• Stored data:

▬▬▬▬▬▬▬▬▬▬

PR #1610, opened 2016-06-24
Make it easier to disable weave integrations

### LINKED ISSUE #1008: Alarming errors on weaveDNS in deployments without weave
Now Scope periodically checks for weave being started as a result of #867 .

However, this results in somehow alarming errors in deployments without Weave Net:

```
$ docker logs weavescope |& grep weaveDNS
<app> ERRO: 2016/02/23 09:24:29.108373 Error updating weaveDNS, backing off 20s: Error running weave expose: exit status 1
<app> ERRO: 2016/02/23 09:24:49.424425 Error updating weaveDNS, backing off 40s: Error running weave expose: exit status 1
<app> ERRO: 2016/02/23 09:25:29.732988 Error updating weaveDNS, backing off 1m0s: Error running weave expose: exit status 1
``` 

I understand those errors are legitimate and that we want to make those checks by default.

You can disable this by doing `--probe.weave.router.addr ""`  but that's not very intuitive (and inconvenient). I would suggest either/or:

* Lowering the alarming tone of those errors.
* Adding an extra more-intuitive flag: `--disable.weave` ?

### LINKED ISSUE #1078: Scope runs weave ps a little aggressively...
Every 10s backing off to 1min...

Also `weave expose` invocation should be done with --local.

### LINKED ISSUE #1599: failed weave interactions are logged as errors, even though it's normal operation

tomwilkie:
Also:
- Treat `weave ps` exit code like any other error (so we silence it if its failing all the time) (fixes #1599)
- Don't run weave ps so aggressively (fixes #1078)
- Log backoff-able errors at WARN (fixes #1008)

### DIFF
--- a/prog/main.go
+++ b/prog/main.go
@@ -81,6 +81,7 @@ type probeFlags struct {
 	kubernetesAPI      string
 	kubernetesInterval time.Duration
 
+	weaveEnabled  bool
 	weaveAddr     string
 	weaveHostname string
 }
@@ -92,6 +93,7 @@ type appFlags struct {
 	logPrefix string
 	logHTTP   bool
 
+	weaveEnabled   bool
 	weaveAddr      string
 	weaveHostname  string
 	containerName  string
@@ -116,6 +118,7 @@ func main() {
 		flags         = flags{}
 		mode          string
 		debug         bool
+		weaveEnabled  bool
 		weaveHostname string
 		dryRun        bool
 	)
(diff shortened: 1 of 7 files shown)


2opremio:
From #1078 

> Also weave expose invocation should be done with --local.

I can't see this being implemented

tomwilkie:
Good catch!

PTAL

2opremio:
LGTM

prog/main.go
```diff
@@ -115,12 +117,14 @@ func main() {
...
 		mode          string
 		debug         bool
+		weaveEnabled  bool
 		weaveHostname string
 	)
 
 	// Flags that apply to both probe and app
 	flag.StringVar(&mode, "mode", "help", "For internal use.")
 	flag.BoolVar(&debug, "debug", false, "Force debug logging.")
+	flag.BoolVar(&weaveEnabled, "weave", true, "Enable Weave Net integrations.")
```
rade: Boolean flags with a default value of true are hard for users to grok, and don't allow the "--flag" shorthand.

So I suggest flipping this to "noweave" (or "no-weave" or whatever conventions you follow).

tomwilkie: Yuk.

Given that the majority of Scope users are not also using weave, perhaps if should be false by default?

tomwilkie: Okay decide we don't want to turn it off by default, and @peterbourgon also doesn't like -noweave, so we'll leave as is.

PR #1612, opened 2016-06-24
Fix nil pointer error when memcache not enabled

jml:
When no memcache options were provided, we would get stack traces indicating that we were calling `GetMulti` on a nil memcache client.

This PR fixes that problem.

▬▬▬▬▬▬▬▬▬▬

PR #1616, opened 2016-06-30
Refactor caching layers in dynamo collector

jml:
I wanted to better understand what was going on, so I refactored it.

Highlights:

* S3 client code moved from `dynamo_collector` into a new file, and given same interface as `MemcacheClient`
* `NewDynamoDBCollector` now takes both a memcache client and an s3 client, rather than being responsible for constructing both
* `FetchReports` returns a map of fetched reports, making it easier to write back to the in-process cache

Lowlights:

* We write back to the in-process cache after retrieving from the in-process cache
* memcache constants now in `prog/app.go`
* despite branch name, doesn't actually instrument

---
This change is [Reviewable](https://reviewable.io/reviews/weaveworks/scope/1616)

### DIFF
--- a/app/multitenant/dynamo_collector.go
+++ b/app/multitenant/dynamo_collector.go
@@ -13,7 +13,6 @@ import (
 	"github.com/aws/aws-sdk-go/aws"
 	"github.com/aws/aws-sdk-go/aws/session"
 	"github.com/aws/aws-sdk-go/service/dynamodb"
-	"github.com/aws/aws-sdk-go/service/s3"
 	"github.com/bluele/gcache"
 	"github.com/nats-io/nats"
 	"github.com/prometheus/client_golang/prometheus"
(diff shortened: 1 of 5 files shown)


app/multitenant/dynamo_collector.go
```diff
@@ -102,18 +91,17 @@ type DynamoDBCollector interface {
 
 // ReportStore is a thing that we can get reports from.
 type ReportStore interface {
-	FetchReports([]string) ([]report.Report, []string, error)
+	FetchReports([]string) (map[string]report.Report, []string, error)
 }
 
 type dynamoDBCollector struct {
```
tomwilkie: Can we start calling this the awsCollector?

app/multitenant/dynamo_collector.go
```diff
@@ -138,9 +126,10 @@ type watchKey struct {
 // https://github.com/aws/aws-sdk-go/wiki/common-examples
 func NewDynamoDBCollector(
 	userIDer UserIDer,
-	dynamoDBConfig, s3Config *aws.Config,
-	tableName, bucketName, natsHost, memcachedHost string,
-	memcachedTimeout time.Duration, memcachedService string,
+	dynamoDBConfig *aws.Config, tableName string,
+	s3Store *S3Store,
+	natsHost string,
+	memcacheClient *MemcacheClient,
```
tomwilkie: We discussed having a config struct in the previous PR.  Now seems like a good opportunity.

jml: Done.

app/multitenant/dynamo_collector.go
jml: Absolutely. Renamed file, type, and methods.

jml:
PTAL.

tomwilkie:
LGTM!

▬▬▬▬▬▬▬▬▬▬

• REQUIRED WORK:
Retype exactly the lines of the data above that fall between the line with "### LINKED ISSUE #1078: Scope" and the line with "- Don't run", inclusive, and add nothing.

• RESULT:
### LINKED ISSUE #1078: Scope runs weave ps a little aggressively...
Every 10s backing off to 1min...

Also `weave expose` invocation should be done with --local.

### LINKED ISSUE #1599: failed weave interactions are logged as errors, even though it's normal operation

tomwilkie:
Also:
- Treat `weave ps` exit code like any other error (so we silence it if its failing all the time) (fixes #1599)
- Don't run weave ps so aggressively (fixes #1078)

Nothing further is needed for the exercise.